# What the task asks:
For each line of the listing that includes the word "undefined", show the whole line.

━━━━━━━━━━━━━━━━

PR #285, opened 2026-08-07
fix(ui): adopt ModalShell in the wizards, fixing both known keyboard traps

perrozzi:
## Summary

Stage 2 of #283: both keyboard traps found by browser-testing the deployed build now render through `ModalShell`.

Both had the same shape — no `role="dialog"`, a **fused overlay** acting as backdrop *and* container, and Escape doing nothing.

## `DataSourceWizard` was the higher-leverage target

Worth flagging, because the issue lists these as separate items: **`PersonaWizard`, `ResearchWizard`, `DocWizard` and `MergeWizard` all render through `DataSourceWizard`**, so migrating that one component fixes four wizard surfaces at once — including the Documents → "New Document" flow I measured as a trap.

`TemplateWizard` migrated the same way. Its close prop is `onCancel`, not `onClose`; `tsc` caught that immediately.

## What they inherit now

`role="dialog"`, `aria-modal`, an accessible name, Escape, overlay click with a non-swallowing panel, focus-in and focus-restore-to-trigger, and the Tab trap.

Layout is preserved by moving the panel-specific classes (`max-w-2xl`, `max-h-[90vh] overflow-hidden`, and `flex flex-col` for `TemplateWizard`) onto `panelClassName`, and turning the old fused outer div into a plain wrapper.

## Testing

- 3 tests on `DocWizard` covering what the adoption bought: dialog role + accessible name, Escape closes, and overlay click closes while a **panel click does not**.
- **Non-vacuity verified:** reverting `DataSourceWizard` to the fused overlay fails all three (3 failed / 10 passed).
- Full suite **1844 passed / 116 files** (was 1841); `tsc` and ESLint clean across `src`. Unchanged at every existing wizard call site — the suite passing untouched is the evidence, since these wizards are exercised by `ResearchWizard.test.tsx` and `DocWizard.test.tsx` already.

## Adoption count

After this stage: `ConfirmModal` + 5 wizard surfaces on the shell. Remaining for stages 3-4 — `UserProfileModal` (already correct from #281, worth migrating for consistency), `SubmissionsModal`, `PersonaEditModal`, `DocumentModal`, `ImportPersonaModal`, `DataExplorer/EditModal`, the three `Scrapers` modals, `TemplateSelector`, the two `UserAdmin` modals, and the inline overlays in `Layout`/`Chat`/`Projects`/`FeedbackForms`/`DocumentsTab`.

## Verification status

Test-verified. Deploying and browser-testing next — the trap measurements that motivated this were taken live, so the fix should be confirmed the same way.

### DIFF
--- a/voc-datalake/frontend/src/components/DataSourceWizard/DataSourceWizard.tsx
+++ b/voc-datalake/frontend/src/components/DataSourceWizard/DataSourceWizard.tsx
@@ -91,66 +91,64 @@ export default function DataSourceWizard({
       ariaLabel={title}
       panelClassName="max-w-2xl max-h-[90vh] overflow-hidden"
     >
-      <div>
-        <WizardHeader title={title} icon={icon} step={step} totalSteps={totalSteps} onClose={onClose} />
-        <ProgressBar step={step} totalSteps={totalSteps} bgClass={colors.bg} />
-        
-        <div className="p-4 sm:p-6 overflow-y-auto max-h-[60vh]">
-          {stepContent === 'dataSources' && (
-            <DataSourcesStep
-              contextConfig={contextConfig}
-              onContextChange={onContextChange}
-              showFeedback={showFeedback}
-              showPersonas={showPersonas}
-              showDocuments={showDocuments}
-              showResearch={showResearch}
-              combineDocuments={combineDocuments}
-              personasCount={personas.length}
-              documentsCount={documents.length}
-              otherDocsCount={otherDocs.length}
-              researchDocsCount={researchDocs.length}
-              extraDataSources={extraDataSources}
-            />
-          )}
+      <WizardHeader title={title} icon={icon} step={step} totalSteps={totalSteps} onClose={onClose} />
+      <ProgressBar step={step} totalSteps={totalSteps} bgClass={colors.bg} />
 
-          {stepContent === 'feedbackFilters' && (
-            <FeedbackFiltersStep
-              contextConfig={contextConfig}
-              onContextChange={onContextChange}
-              sources={sources}
-              categories={categories}
-              loadingCategories={loadingCategories}
-              colors={colors}
-            />
-          )}
+      <div className="p-4 sm:p-6 overflow-y-auto max-h-[60vh]">
+        {stepContent === 'dataSources' && (
+          <DataSourcesStep
+            contextConfig={contextConfig}
+            onContextChange={onContextChange}
+            showFeedback={showFeedback}
+            showPersonas={showPersonas}
+            showDocuments={showDocuments}
+            showResearch={showResearch}
+            combineDocuments={combineDocuments}
+            personasCount={personas.length}
+            documentsCount={documents.length}
+            otherDocsCount={otherDocs.length}
+            researchDocsCount={researchDocs.length}
+            extraDataSources={extraDataSources}
+          />
+        )}
 
-          {stepContent === 'itemSelection' && (
-            <ItemSelectionStep
-              contextConfig={contextConfig}
-              onContextChange={onContextChange}
-              personas={personas}
-              documents={documents}
-              otherDocs={otherDocs}
-              researchDocs={researchDocs}
-              combineDocuments={combineDocuments}
-            />
-          )}
+        {stepContent === 'feedbackFilters' && (
+          <FeedbackFiltersStep
+            contextConfig={contextConfig}
+            onContextChange={onContextChange}
+            sources={sources}
+            categories={categories}
+            loadingCategories={loadingCategories}
+            colors={colors}
+          />
+        )}
 
-          {stepContent === 'final' && renderFinalStep()}
-        </div>
+        {stepContent === 'itemSelection' && (
+          <ItemSelectionStep
+            contextConfig={contextConfig}
+            onContextChange={onContextChange}
+            personas={personas}
+            documents={documents}
+            otherDocs={otherDocs}
+            researchDocs={researchDocs}
+            combineDocuments={combineDocuments}
+          />
+        )}
 
-        <WizardFooter
-          step={step}
-          totalSteps={totalSteps}
-          colors={colors}
-          finalStepValid={finalStepValid}
-          isSubmitting={isSubmitting}
-          submitLabel={submitLabel}
-          onBack={handleBack}
-          onNext={handleNext}
-          onSubmit={onSubmit}
-        />
+        {stepContent === 'final' && renderFinalStep()}
       </div>
+
+      <WizardFooter
+        step={step}
+        totalSteps={totalSteps}
+        colors={colors}
+        finalStepValid={finalStepValid}
+        isSubmitting={isSubmitting}
+        submitLabel={submitLabel}
+        onBack={handleBack}
+        onNext={handleNext}
+        onSubmit={onSubmit}
+      />
     </ModalShell>
   )
 }
--- a/voc-datalake/frontend/src/components/DataSourceWizard/DataSourceWizard.tsx
+++ b/voc-datalake/frontend/src/components/DataSourceWizard/DataSourceWizard.tsx
@@ -10,6 +10,7 @@ import type { ContextConfig } from './types'
 import { DataSourcesStep, FeedbackFiltersStep, ItemSelectionStep } from './DataSourceSteps'
 import type { ExtraDataSource } from './DataSourceSteps'
 import { useWizardState } from './useWizardState'
+import ModalShell from '../ModalShell'
 
 type AccentColor = 'purple' | 'amber' | 'blue' | 'green'
 
@@ -84,8 +85,13 @@ export default function DataSourceWizard({
   const colors = colorClasses[accentColor]
 
   return (
-    <div className="fixed inset-0 bg-black/50 flex items-center justify-center z-50 p-4 sm:p-6">
-      <div className="bg-white rounded-xl w-full max-w-2xl max-h-[90vh] overflow-hidden">
+    <ModalShell
+      isOpen
+      onClose={onClose}
+      ariaLabel={title}
+      panelClassName="max-w-2xl max-h-[90vh] overflow-hidden"
+    >
+      <div>
         <WizardHeader title={title} icon={icon} step={step} totalSteps={totalSteps} onClose={onClose} />
         <ProgressBar step={step} totalSteps={totalSteps} bgClass={colors.bg} />
         
@@ -145,7 +151,7 @@ export default function DataSourceWizard({
           onSubmit={onSubmit}
         />
       </div>
-    </div>
+    </ModalShell>
   )
 }
 
--- a/voc-datalake/frontend/src/components/ModalShell/ModalShell.test.tsx
+++ b/voc-datalake/frontend/src/components/ModalShell/ModalShell.test.tsx
@@ -14,7 +14,18 @@ import ModalShell from './ModalShell'
 
 const onClose = vi.fn()
 
-function renderShell(props: Partial<React.ComponentProps<typeof ModalShell>> = {}) {
+/**
+ * Overridable props exclude the accessible-name pair on purpose. The name is a
+ * union (exactly one of ariaLabel / ariaLabelledBy), and `Partial<>` of a union
+ * makes both optional — which would let a spread satisfy neither arm and defeat
+ * the very guarantee these tests pin. Tests needing a different naming strategy
+ * render ModalShell directly, as the ariaLabelledBy cases below do.
+ */
+type ShellOverrides = Partial<
+  Omit<React.ComponentProps<typeof ModalShell>, 'ariaLabel' | 'ariaLabelledBy'>
+>
+
+function renderShell(props: ShellOverrides = {}) {
   return render(
     <ModalShell isOpen onClose={onClose} ariaLabel="Test dialog" {...props}>
       <button>first</button>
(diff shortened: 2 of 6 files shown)


perrozzi:

This PR migrates `DataSourceWizard` (which backs PersonaWizard/ResearchWizard/DocWizard/MergeWizard) and `TemplateWizard` onto the shared `ModalShell`, replacing fused backdrop/panel divs so both surfaces gain `role="dialog"`, `aria-modal`, Escape/overlay dismissal, and focus trapping, plus three new `DocWizard` tests. The change is small, well-scoped, and the non-vacuity check on the tests is exactly the right evidence. Note: `ModalShell.tsx` is not in the diff, so I can't verify the shell's default panel classes or `data-testid`; the review below is partial in that respect.

### Should fix

- `voc-datalake/frontend/src/pages/FeedbackForms/TemplateWizard.tsx` — the new inner `<div className="flex flex-col overflow-hidden">` duplicates the panel's own `flex flex-col overflow-hidden` but has no `flex-1 min-h-0`. In a `max-h-[90vh]` flex column, an auto-height intermediate box breaks the height chain for the descendant scroll region (the `flex-1 overflow-y-auto` body), so the content can overflow or fail to scroll on short viewports. Either add `flex-1 min-h-0` to the wrapper or drop the wrapper entirely and return the header/body/footer as a fragment so the panel is the flex parent.
- `TemplateWizard.tsx` — `ariaLabel="Create New Form"` adds a new hardcoded English user-visible string (screen-reader announced), which conflicts with the i18n rule even though the surrounding `<h2>` is already untranslated. Preferred: give the existing `<h2>` an id and pass `ariaLabelledBy` (if `ModalShell` supports it) so the accessible name can't drift from the visible heading; otherwise route it through an i18n key for all locales.
- No test covers the `TemplateWizard` migration, yet that's the call site with the riskiest wiring (`onCancel` rather than `onClose`). A single Escape-closes-calls-`onCancel` test would lock that in; `tsc` only proved the prop exists, not that it's the dismiss handler.
- Verify `ModalShell`'s panel supplies the classes dropped here: `bg-white rounded-xl w-full` (both wizards) and `shadow-xl` (`TemplateWizard`). If any of those live only on the removed div, this is a visual regression that the tests won't catch.

### Nits

- `DataSourceWizard.tsx` — the classless `<div>` wrapper is dead markup; a fragment keeps the children as direct flex/block children of the panel and avoids the same height-chain trap flagged above.
- Overlay padding changed silently: `p-4 sm:p-6` (DataSourceWizard) and `p-2 sm:p-4` (TemplateWizard) are now whatever `ModalShell` hardcodes — worth a quick mobile check since the tighter `p-2` was presumably deliberate for the 3-column template grid.
- `DocWizard.test.tsx` — `expect(dialog).toHaveAccessibleName()` passes for any non-empty name; asserting the expected title string makes the test catch an `ariaLabel` regression.
- Worth confirming no call site renders `DataSourceWizard` nested inside another `ModalShell`; two stacked shells would both handle Escape and close in one keystroke.

---

perrozzi:

Since the last review the author added `ariaLabelledBy` support to `ModalShell`, switched `TemplateWizard` to name its dialog from the existing `<h2>` (id added), replaced the redundant inner `flex flex-col overflow-hidden` wrapper with a fragment, and added a three-test `TemplateWizard.test.tsx` including the `onCancel`-on-Escape/overlay wiring. That addresses all four Should-fix items; only the earlier nits remain.

### Resolved
- `TemplateWizard` no longer introduces a hardcoded English `ariaLabel`; the accessible name is now derived from the visible heading via `aria-labelledby`.
- The duplicated inner flex wrapper is gone (fragment), so the panel is now the flex parent and the `flex-1 overflow-y-auto` body keeps its height chain.
- `TemplateWizard`'s riskier `onCancel` dismiss wiring is now covered by tests (Escape + overlay click, with a negative panel-click assertion).
- `ModalShell.tsx` is now visible in the diff, confirming the panel supplies `bg-white rounded-xl shadow-xl w-full` — the dropped classes are not a visual regression.

### Still open
- `DataSourceWizard.tsx` still wraps children in a classless `<div>` (nit).
- `DocWizard.test.tsx` still asserts `toHaveAccessibleName()` with no expected string (nit).
- Overlay padding change (`p-4 sm:p-6` / `p-2 sm:p-4` → shell default) unverified on mobile (nit).

### New findings

- `voc-datalake/frontend/src/components/ModalShell/ModalShell.tsx` — making `ariaLabel` optional alongside `ariaLabelledBy` means a caller supplying **neither** now type-checks, silently producing an unnamed dialog: exactly the defect this component exists to prevent, and previously impossible. The doc comment says "Exactly one … must be supplied" but nothing enforces it. Encode it in the type instead, e.g. `Base & ({ ariaLabel: string; ariaLabelledBy?: never } | { ariaLabelledBy: string; ariaLabel?: never })`, consistent with the repo's preference for making invalid states unrepresentable rather than documented.
- Nit — `aria-label={ariaLabelledBy === undefined ? ariaLabel : undefined}` is redundant: `aria-labelledby` already takes precedence over `aria-label` in the accname algorithm. Harmless, but the union type above removes the need for the ternary entirely.
- Nit — `id="template-wizard-title"` is a module-level constant id; `useId()` would keep it collision-free if the wizard is ever mounted twice (or in a test rendering two instances).
- Nit — the `<>…</>` around `TemplateWizard`'s children isn't needed; multiple JSX children are already valid in that position.

---

perrozzi:

Since the last review the author removed the classless wrapper in `DataSourceWizard`, converted the accessible-name props into a proper discriminated union (`ModalShellNameProps` with `?: never` on the unused arm), dropped the now-unneeded `aria-label` ternary and the `<>…</>` in `TemplateWizard`, switched the heading id to `useId()`, narrowed the `renderShell` override type so `Partial<>` can no longer defeat the union, and tightened the `DocWizard` name assertion to an exact string plus a second case that varies the title. All previous findings and nits except one are addressed.

### Resolved
- `ModalShell` now makes "neither name supplied" a type error via a union rather than a doc comment.
- Redundant `aria-label={ariaLabelledBy === undefined ? … }` ternary removed.
- `template-wizard-title` replaced with `useId()`, so double-mounting can't mis-point `aria-labelledby`.
- Unnecessary fragment around `TemplateWizard` children removed.
- `DataSourceWizard`'s classless wrapper `<div>` gone; children are direct panel children (block flow, so layout is unchanged).
- `DocWizard.test.tsx` asserts an exact accessible name, with a second doc-type case pinning it to the visible heading.

### Still open
- Overlay padding change (`p-4 sm:p-6` / `p-2 sm:p-4` → shell default) still unverified on a narrow viewport (nit).

### New findings

None. The union type is correctly written (`Omit`/`keyof` still resolves both name keys, so `ShellOverrides` in `ModalShell.test.tsx` strips them as intended), and the test helper comment explains exactly why the override type is narrowed. Clean delta.

---

perrozzi:
Closing the last open nit — the overlay padding change is now measured on a narrow viewport rather than reasoned about.

Measured in Chromium against the deployed build, with `getBoundingClientRect()` on the `[role="dialog"]` panel. All four widths are below the `sm:` breakpoint (640px) — confirmed independently by the fact that the trigger's `Configure &` span is `hidden` below `sm`, which collapses its accessible name to just "Generate".

| CSS viewport | Surface | Panel width | Gutter L/R | Clipped X | Clipped Y | Page h-scroll |
|---|---|---|---|---|---|---|
| 320 | TemplateWizard | 288 | 16 / 16 | no | no | no |
| 400 | TemplateWizard | 368 | 16 / 16 | no | no | no |
| 400 | PersonaWizard (DataSourceWizard) | 368 | 16 / 16 | no | no | no |
| 469 | TemplateWizard | 437 | 16 / 16 | no | no | no |
| 469 | PersonaWizard | 437 | 16 / 16 | no | no | no |
| 517 | TemplateWizard | 486 | 16 / 15 | no | no | no |
| 517 | PersonaWizard | 486 | 16 / 15 | no | no | no |

At the 320px case I also checked that no descendant escapes the panel: the widest child's right edge minus the panel's right edge is `0px`. The TemplateWizard body still scrolls at every width (`scrollHeight > clientHeight` on the `overflow-auto` region), so the height chain survived dropping the inner wrapper.

Net effect of the change below `sm`: TemplateWizard's gutter is unchanged at 16px (`p-4` → `p-4`), and DataSourceWizard's goes 8px → 16px (`p-2` → `p-4`), i.e. a slightly narrower panel with more breathing room. Nothing clips at any width, including 320.

Two caveats, stated rather than glossed:

- These numbers come from the build at `023a77e`, which already contained the padding change. The two commits since (`1d408ea`-era nits and `2dbea29`) alter the accessible-name **types**, the heading **id**, and remove a layout-neutral wrapper — none of which touch the overlay padding, so the gutters above still describe the current diff. Redeploying `2dbea29` to re-measure is pending an AWS credential refresh on my side.
- The dialog **behaviours** (role, `aria-modal`, accessible name, Escape, overlay-click-closes, panel-click-does-not, focus in on open and back to the trigger on close) were verified live on `023a77e` across all five migrated surfaces: TemplateWizard plus the four DataSourceWizard-backed wizards (Personas, PRD/PR-FAQ, Research, Remix). `2dbea29` is covered by tests and typecheck only until the redeploy.

perrozzi:

Since the last review the only change is one added test in `TemplateWizard.test.tsx`: a regression test pinning that two simultaneously mounted wizards get distinct `aria-labelledby` ids resolving inside their own dialogs — i.e. the `useId()` fix from the previous round. All prior findings remain addressed.

### Still open
- Overlay padding change (`p-4 sm:p-6` / `p-2 sm:p-4` → shell default) still unverified on a narrow viewport (nit).

### New findings

None blocking. The test is correctly targeted (asserts the cross-reference, not the name, which as the comment notes is invariant here) and is genuinely non-vacuous against the old module-level constant. Two nits in `voc-datalake/frontend/src/pages/FeedbackForms/TemplateWizard.test.tsx`:
- Consider `expect(screen.getAllByRole('dialog')).toHaveLength(2)` before destructuring, so a regression to a single rendered dialog fails with a clear message rather than a `TypeError` on `second.getAttribute`.
- `document.getElementById(firstId ?? '')` returns `null` for an empty id, and `contains(null)` is `false`, so the assertion still holds — but the `?? ''` is only needed because the ids are typed `string | null`; the preceding `toBeTruthy()` already covers that case, so it reads as defensive noise.

---

perrozzi:

Since the last review the only change is a small refactor of the two-instance test in `voc-datalake/frontend/src/pages/FeedbackForms/TemplateWizard.test.tsx`: the length assertion now precedes destructuring, and the `null` coalescing moved into a `labelId` helper so `getElementById` takes a plain `string`. Both of my previous nits are addressed exactly as suggested, and the assertion semantics are unchanged (empty-string ids still fail `toBeTruthy()` before the containment checks run).

### Resolved
- Two-dialog regression now fails on `toHaveLength(2)` with a clear message instead of a `TypeError`.
- `?? ''` defensive noise at the `getElementById` call sites removed via the `labelId` reader.

### Still open
- Overlay padding change (`p-4 sm:p-6` / `p-2 sm:p-4` → shell default) still unverified on a narrow viewport (nit).

### New findings
None. The incremental change is test-only, behaviour-preserving, and clean.

---

perrozzi:
Redeployed and re-tested. The caveat in my earlier comment is now cleared: everything below was measured on the **deployed `61320a4`**, the current head, not on an older build.

**The deployed bundle is provably this commit.** The `FeedbackForms` chunk fetched from CloudFront is byte-identical to the local build (`cmp` clean), and it contains **zero** occurrences of the old hardcoded `template-wizard-title` — so `useId()` is what is running. Two further tells observable in the live DOM:

- TemplateWizard's `aria-labelledby` is `_r_0_`, a React-generated id, and the name still resolves to "Create New Form".
- Each DataSourceWizard panel now has **4 direct children** (header / progress / body / footer) with the header first, i.e. the classless wrapper `<div>` is gone.

### Dialog semantics, all five migrated surfaces

| Surface | Name | Name via | `aria-modal` | focus in on open | panel click keeps open | Escape closes | overlay click closes |
|---|---|---|---|---|---|---|---|
| TemplateWizard | Create New Form | `aria-labelledby` | ✅ | ✅ | ✅ | ✅ | ✅ |
| PersonaWizard | Generate Personas | `aria-label` | ✅ | ✅ | ✅ | ✅ | ✅ |
| DocWizard | Generate PR-FAQ | `aria-label` | ✅ | ✅ | ✅ | ✅ | ✅ |
| ResearchWizard | Run Research | `aria-label` | ✅ | ✅ | ✅ | ✅ | ✅ |
| MergeWizard | Remix Documents | `aria-label` | ✅ | ✅ | ✅ | ✅ | ✅ |

Panel `tabindex="-1"` on all five. Focus returns to the triggering control after dismissal (checked on TemplateWizard: `Create Form` regains focus after both Escape and overlay click).

Both naming strategies are therefore exercised on a real build — `ariaLabelledBy` on TemplateWizard, `ariaLabel` on the four DataSourceWizard-backed wizards — which is the union type's whole point.

### Narrow-viewport padding (the last nit), re-measured

`devicePixelRatio` is 0.8 in this browser, so the requested size was scaled to land a **true** CSS width; `vw` below is the read-back `window.innerWidth`, not what was asked for.

| CSS viewport | Surface | Panel width | Gutter L/R | Clipped X/Y | Page h-scroll | Widest child overflow | Scroll region scrolls |
|---|---|---|---|---|---|---|---|
| 320 | TemplateWizard | 288 | 16 / 16 | no / no | no | 0px | yes |
| 320 | PersonaWizard | 288 | 16 / 16 | no / no | no | 0px | yes |
| 375 | TemplateWizard | 343 | 16 / 16 | no / no | no | 0px | yes |
| 375 | PersonaWizard | 343 | 16 / 16 | no / no | no | 0px | yes |

Nothing clips at 320, no descendant escapes the panel, and the scroll region still scrolls — so dropping the inner wrapper did not break the height chain.

Gates on `61320a4`, exit codes read directly rather than through a pipe: `tsc -b --noEmit` 0, `eslint src` 0, vitest **1849 pass / 117 files**. Diff is frontend-only, 6 files.

No outstanding items from my side.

━━━━━━━━━━━━━━━━

# Result for this task:
- Nit — `aria-label={ariaLabelledBy === undefined ? ariaLabel : undefined}` is redundant: `aria-labelledby` already takes precedence over `aria-label` in the accname algorithm. Harmless, but the union type above removes the need for the ternary entirely.
- Redundant `aria-label={ariaLabelledBy === undefined ? … }` ternary removed.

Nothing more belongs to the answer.